I have had “good Christians” tell me that

  1. I worship Satan because I don’t worship Jesus as the Son of God

  2. I will burn in hell for eternity

  3. The US should be run good (their sect) pastors and not secular people

  4. I you don’t like that convert to the One True Faith

  5. Even if I did convert to Christianity (their version) I’d need to go to a church of “Messianic Jews” because that’s my place.

Granted, that was a very small minority of the Chistians I’ve met in my life, but these folks are out there. Don’t minimize the danger.

For them, there is no “there are other religions that are “basically okay, if not ideal” out there’. You’re either in their particular group or you are a Satan worshiping sinner. They do concede that many don’t realize their worshiping Satan, but if you aren’t in their sect that is exactly what you are doing.

That’s not true. Even in autocracies laws have precise written definitions. If mad King Donald suddenly develops an irrational fear of oranges but still likes apples, he’ll write a decree that makes carrying an orange, but not an apple, within city boundaries punishable by burning at the stake.

If these dickheads want to write their specific denomination into Idaho law but not anyone else’s they’ll need to come up with text for the law that somehow includes their denomination but not everyone else’s

But that may have more to do with the fact that some religious groups have (or think they have) the power to do so, and others are just waiting their turn. Peacefulness and convenience have more to do with each other than some think.

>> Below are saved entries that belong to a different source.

Issue #215, opened 2020-11-05
Expose phone number and SMS preferences in admin


mfldavidson:
Make phone number and SMS preferences visible and configurable in the Users section in admin

PR #218, opened 2020-11-05
Add Profile fields to User page on admin site (#215)

ssciolla:
This PR follows the [pattern detailed in the Django docs](https://docs.djangoproject.com/en/3.1/topics/auth/customizing/#extending-the-existing-user-model) to extend the existing `UserAdmin` to include the fields from the `Profile` model ("Phone number", "Notify me attendee", and "Notify me host"). The PR aims to resolve issue #215.


jlost (approved):
LGTM

PR #223, opened 2020-11-09
Fix admin by removing "reverse" from module scope (#224)

### LINKED ISSUE #224: Unable to access admin site because of module-level reverse
During testing in QA, we discovered a bug that prevented us from accessing the `admin` site. This traceback was visible in the backend:

```
django.urls.exceptions.NoReverseMatch: Reverse for 'app_list' not found. 'app_list' is not a valid view function or pattern name.
```

After investigating, @jlost and I concluded that the issue was caused by the usage of `reverse` in `officehours_api/notifications.py`, specifically the use of `reverse` at the module level in `PREF_URL`, introduced by PR #210.

jlost:
Closes #224

### DIFF
--- a/src/officehours_api/notifications.py
+++ b/src/officehours_api/notifications.py
@@ -15,11 +15,14 @@ logger = logging.getLogger(__name__)
 twilio = TwilioClient(settings.TWILIO_ACCOUNT_SID, settings.TWILIO_AUTH_TOKEN)
 
 DOMAIN = Site.objects.get_current().domain
-PREF_URL = f"{DOMAIN}{reverse('preferences')}"
-ADDENDUM = (
-    f"\n\nYou opted in to receive these texts from U-M. "
-    f"Opt out at {PREF_URL}"
-)
+
+
+def build_addendum():
+    pref_url = f"{DOMAIN}{reverse('preferences')}"
+    return (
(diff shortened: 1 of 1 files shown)


src/officehours_api/notifications.py
```diff
@@ -15,11 +15,14 @@
...
 
 DOMAIN = Site.objects.get_current().domain
-PREF_URL = f"{DOMAIN}{reverse('preferences')}"
-ADDENDUM = (
-    f"\n\nYou opted in to receive these texts from U-M. "
-    f"Opt out at {PREF_URL}"
-)
+
+
+def build_addendum():
```
ssciolla, line 20: Would it be worth adding a comment or docstring explaining why we did this?

ssciolla: We both missed this initially, so someone else might not understand pick this up either.

ssciolla (commented):
LGTM! Just the one suggestion about the comment/explanation. I reproduced the error locally, and then confirmed that this fixed it. Thanks for cleaning up a bug I introduced!

ssciolla (approved):
Sorry, I meant to approve.

src/officehours_api/notifications.py
jlost: Good idea, added a comment.

PR #225, opened 2020-11-11
Update push scripts

jlost:
Adds a push script for the QA environment and removes the "deployment patch hack" because imagestream triggers now exist on the deploymentconfigs, rendering it unnecessary.

I was of a mind to remove these scripts but apparently they're still useful, so they might as well be kept in working order.


scripts/push.sh
```diff
@@ -1,8 +1,8 @@
 #!/bin/bash
 set -e
 
+# Login with `oc login ...` before running.
```
ssciolla, line 4: Rename to `push-dev.sh`?

scripts/push-prod.sh
```diff
@@ -1,8 +1,8 @@
 #!/bin/bash
 set -e
 
+# Login with `oc login ...` before running.
+oc project officehours
 docker login -u `oc whoami` -p `oc whoami -t` docker-registry.webplatformsunpublished.umich.edu
```
ssciolla, line 6: Nit-pick: `docker-registry.webplatformsunpublished.umich.edu` could be made into a variable, but it's not critical given the limited purpose of these scripts.

scripts/README.md
```diff
@@ -0,0 +1,13 @@
+# Scripts
+
+## Push Scripts
+
+The push scripts in this directory will build an image locally and push it to OpenShift's registry.
+They should only be used if remote builds in OpenShift are failing.
```
ssciolla, line 6: An idea: There's probably a way to combine all these scripts into one, passing the project name at the command line. Something like this? Syntax may be a bit off.

```
REG_BASE = "docker-registry.webplatformsunpublished.umich.edu"
oc project "$1"
docker login -u `oc whoami` -p `oc whoami -t` "$REG_BASE"
docker build -t  "$REG_BASE"/"$1"/officehours .
docker push  "$REG_BASE"/"$1"/officehours
```

ssciolla (approved):
I left some re-factoring ideas, but I wouldn't rate them as high priority, of course.

Did you do some testing locally? I did not.

jlost:
I renamed `push.sh` to `push-dev.sh`, but will put off the deeper refactors for another time since these scripts are rarely-used hacks.

PR #238, opened 2020-11-23
Refactor Zoom and BlueJeansMeetingInfo into VideoMeetingInfo

ssciolla:


src/assets/src/components/meetingType.tsx
```diff
@@ -2,6 +2,13 @@ import * as React from "react";
 import { Form } from "react-bootstrap";
 
 
+export enum MeetingType {
+    inperson = "In Person",
+    bluejeans = "BlueJeans",
+    zoom = "Zoom"
+}
+
```
ssciolla, line 10: I'm honestly not sure if this is necessary, but for `VideoMeetingInfo`, it seemed nice not to have to use string comparison to check the backend type, while also being able to use the friendly name stored as a value.

jlost (approved):
Looks good. The state of backend-specific logic in the frontend has always bugged me, and this moves things in the right direction. It might make sense to refactor this even more in the future; it would be nice to have a design parallel between how the Django & React layers handle backends.

PR #249, opened 2020-12-03
Prompt 3-legged OAuth on host page only (#241)

### LINKED ISSUE #241: Prompt Zoom 3-legged auth only on Edit page
Instead of prompting for Zoom 3-legged oauth when any page is visited, prompt only when the Edit page is visited. That way, only hosts end up authorizing Zoom.

Added by Maggie: only prompt for Zoom 3-legged oauth when the queue has Zoom as an allowed meeting type.

jlost:
Instead of redirecting to authorize Zoom upon any page view, only redirect when they visit the `/manage/{id}` route, and only if Zoom is an enabled backend for that queue. This solution should gracefully handle situations where an existing queue has Zoom enabled while hosts are on the page. 

Closes #241

### DIFF
--- a/src/assets/src/components/queueManager.tsx
+++ b/src/assets/src/components/queueManager.tsx
@@ -21,7 +21,7 @@ import {
 } from "../models";
 import * as api from "../services/api";
 import { useQueueWebSocket, useUserWebSocket } from "../services/sockets";
-import { recordQueueManagementEvent, redirectToBackendAuth, redirectToLogin } from "../utils";
+import { checkBackendAuth, recordQueueManagementEvent, redirectToLogin } from "../utils";
 import { confirmUserExists, uniqnameSchema } from "../validation";
 
 
@@ -257,15 +257,6 @@ const MeetingInfoDialog = (props: MeetingInfoDialogProps) => {
     );
 }
 
-const backendAuthCheck = (user: MyUser, queue: QueueHost) => {
-    for (const backend of queue.allowed_backends) {
-        const authorized = user.authorized_backends[backend];
-        if (authorized === false) {
-            redirectToBackendAuth(backend);
-        }
-    }
-}
-
 interface QueueManagerPageParams {
     queue_id: string;
 }
@@ -301,7 +292,7 @@ export function QueueManagerPage(props: PageProps<QueueManagerPageParams>) {
     const userWebSocketError = useUserWebSocket(props.user!.id, (u) => setMyUser(u as MyUser));
 
     if (myUser && queue) {
-        backendAuthCheck(myUser, queue);
+        checkBackendAuth(myUser, queue);
     }
 
     // Set up API interactions
--- a/src/assets/src/components/queueManager.tsx
+++ b/src/assets/src/components/queueManager.tsx
@@ -17,11 +17,11 @@ import { PageProps } from "./page";
 import { usePromise } from "../hooks/usePromise";
 import { useStringValidation } from "../hooks/useValidation";
 import {
-    BluejeansMetadata, isQueueHost, Meeting, MeetingBackend, MeetingStatus, QueueAttendee, QueueHost, User, ZoomMetadata
+    BluejeansMetadata, isQueueHost, Meeting, MeetingBackend, MeetingStatus, QueueAttendee, QueueHost, User, MyUser, ZoomMetadata
 } from "../models";
 import * as api from "../services/api";
-import { useQueueWebSocket } from "../services/sockets";
-import { recordQueueManagementEvent, redirectToLogin } from "../utils";
+import { useQueueWebSocket, useUserWebSocket } from "../services/sockets";
+import { recordQueueManagementEvent, redirectToBackendAuth, redirectToLogin } from "../utils";
 import { confirmUserExists, uniqnameSchema } from "../validation";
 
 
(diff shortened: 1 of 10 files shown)


ssciolla:
@jlost, can you resolve the conflict? I can start looking at this.

src/officehours_api/backends/zoom.py
```diff
@@ -195,38 +196,29 @@ def auth_callback(cls, request):
...
         return {
-            'name': self.name,
-            'friendly_name': self.friendly_name,
-            'docs_url': self.docs_url,
-            'telephone_num': self.telephone_num
+            'name': cls.name,
+            'friendly_name': cls.friendly_name,
+            'docs_url': cls.docs_url,
+            'telephone_num': cls.telephone_num
         }
```
ssciolla, line 220: Nitpick: Do you prefer `cls`? I don't mind you making this consistent, but you didn't change the other `get_public_data` methods, and I'm seeing `self` and `cls` throughout these changes.

src/assets/src/components/queueManager.tsx
```diff
@@ -404,6 +404,13 @@ export function QueueManagerPage(props: PageProps<QueueManagerPageParams>) {
     const queueWebSocketError = useQueueWebSocket(queueIdParsed, setQueueChecked);
     const [visibleMeetingDialog, setVisibleMeetingDialog] = useState(undefined as Meeting | undefined);
 
+    const [myUser, setMyUser] = useState(undefined as MyUser | undefined);
+    const userWebSocketError = useUserWebSocket(props.user!.id, (u) => setMyUser(u as MyUser));
+
+    if (myUser && queue) {
+        checkBackendAuth(myUser, queue);
+    }
+
```
ssciolla, line 413: I think this is okay for now, but I wonder if adding another WebSocket connection to this page is a somewhat heavy solution. Did you explore passing `authorized_backends` through `globals`?

src/assets/src/utils.ts
```diff
@@ -18,6 +19,24 @@ export const redirectToSearch = (term: string) => {
...
+        action: `Redirected to ${backend} Auth`,
+        nonInteraction: true,
+    });
+    location.href = `/auth/${backend}/?state=${location.pathname}`;
+}
+
+export const checkBackendAuth = (user: MyUser, queue: QueueHost) => {
+    for (const backend of queue.allowed_backends) {
+        const authorized = user.authorized_backends[backend];
+        if (authorized === false) {
```
ssciolla, line 34: Nit-pick: This could be simplified to `!authorized`?

ssciolla (commented):
Looks pretty good. I will try running this, but here are some initial comments.

src/assets/src/components/queueManager.tsx
jlost: I had a few things in mind when I went this way...
* If you have multiple tabs open, your zoom auth wouldn't be noticed until you refresh the page, unless you're getting a fresh User via API or websocket.
* We might eventually want to move away from the current redirect and instead pop up a modal without leaving the SPA. The modal would have the same authorize link, except it would open in a new tab, and the tab would close when the flow is complete. This would handle users with multiple open tabs or queues with multiple auth-required backends better, because you could display a modal that has multiple authorize links, and it can vanish automatically when all of the backends are authorized.
* I've been thinking that, at a high level, it would be convenient to have a global User websocket always open no matter which page you're on. In which case, it would make sense to source authorized_backends from there. I mimicked that in a way that involved less refactoring.

In this case, if I replaced this websocket with a call to the User API, it would be functionally the same, except in an extreme edge case:  A non-Zoom auth'd user has two tabs open, `/manage/0` and `/manage/1`; `0` toggles Zoom to be an `allowed_backend`; the user is prompted and completes the auth; then `1` toggles Zoom to be an `allowed_backend`. If using websockets, `1` correctly updates itself with Zoom as a `authorized_backend`. If using the API, `1` prompts for Zoom auth again. (Not likely to ever happen).

IOW, given 3 choices that were only narrowly different, I picked the one that looked closest to where things might eventually end up.

ssciolla: I think I follow all of that; it does seem like we'd benefit from a WS in the multiple tabs situation. I guess I was a concerned about adding yet another way to get user info that could get out of sync, but `globals` doesn't give you much that would change anyway. I was also thinking you only need the update once, so why maintain a WS connection after that, but it may not matter much performance-wise if nothing changes.

src/assets/src/utils.ts
jlost: Depends what kind of behavior we want in the event queues are created with a backend, and then the backend is disabled for the application instance. This code would then get `const authorized = undefined`. If using `!authorized`, you get redirected to an error page every time you visit the queue. As I currently have it, the redirect is skipped, and the page might act funny in other ways, but at least you can get a better idea of what's going on.

src/officehours_api/backends/zoom.py
jlost: Nice catch, I updated those to make them all consistent. I don't feel strongly about it, but I originally went with the `cls` on `@classmethod` convention because it clarifies that you're not getting an instance.

src/assets/src/utils.ts
ssciolla: Oh, I missed some nuance here. We can keep this as you have it, though it may be worth talking about this edge case more in the future.

src/officehours_api/backends/zoom.py
ssciolla: TBH, I also missed some nuance here, I'm still learning about `@classmethod`. Your approach is sound.

jlost:
@ssciolla I manually rebased this on master.

src/officehours_api/models.py
```diff
@@ -41,6 +41,13 @@ class Profile(models.Model):
     notify_me_host = models.BooleanField(default=False)
     backend_metadata = JSONField(null=True, default=dict)
 
+    @property
+    def authorized_backends(self):
+        return {
+            backend.name: backend.is_authorized(self.user)
+            for backend in backend_instances.values()
```
ssciolla, line 48: Nit-pick: This could be `BACKEND_INSTANCES`.

ssciolla (approved):
Looks great to me! Tested locally.

PR #252, opened 2020-12-08
Auto-assign for single-host queues (#227)

### LINKED ISSUE #227: Auto-assign host on single-host queue
If a queue has only one host, auto-assign all meetings in the queue to the only host

jlost:
Auto-assigns new meetings in single-host queues; otherwise, retains old behavior.
Closes #227

### DIFF
--- a/src/assets/src/components/queue.tsx
+++ b/src/assets/src/components/queue.tsx
@@ -18,7 +18,7 @@ import { PageProps } from "./page";
 import { usePromise } from "../hooks/usePromise";
 import * as api from "../services/api";
 import { useQueueWebSocket, useUserWebSocket } from "../services/sockets";
-import { redirectToLogin } from "../utils";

Fred Clark, an interesting guy, went to a small fundamentalist school - with the problem that fundamentalist groups were too small to support a school, so they had to dance around (if they weren’t anti-dancing) the fact that every one of the groups that sent children to that school believed all the others were heretics

He writes:

When I was a student at TCS, I had many classmates and teachers who were members of Pentecostal and Assemblies of God churches. Those churches were just as fundamentalist as my own, and our churches were fully in agreement on many points of fundie doctrine — young-earth creationism, Rapture prophecy, inerrantism, literalism, KJV-onlyism, etc.

But those Pentecostal and AofG churches also taught the charismatic gifts of the Holy Spirit, including a big emphasis on speaking in tongues, which they taught was the sign of the baptism in the Spirit and a necessary mark for any true Christian.

At my independent, fundamentalist Baptist church, speaking in tongues was forbidden. It was seen as, at best, a heresy, and at worst as evidence of demonic possession. Anything even slightly charismatic-seeming was frowned on at my church. I remember once someone raised their hands above their head during worship. Once.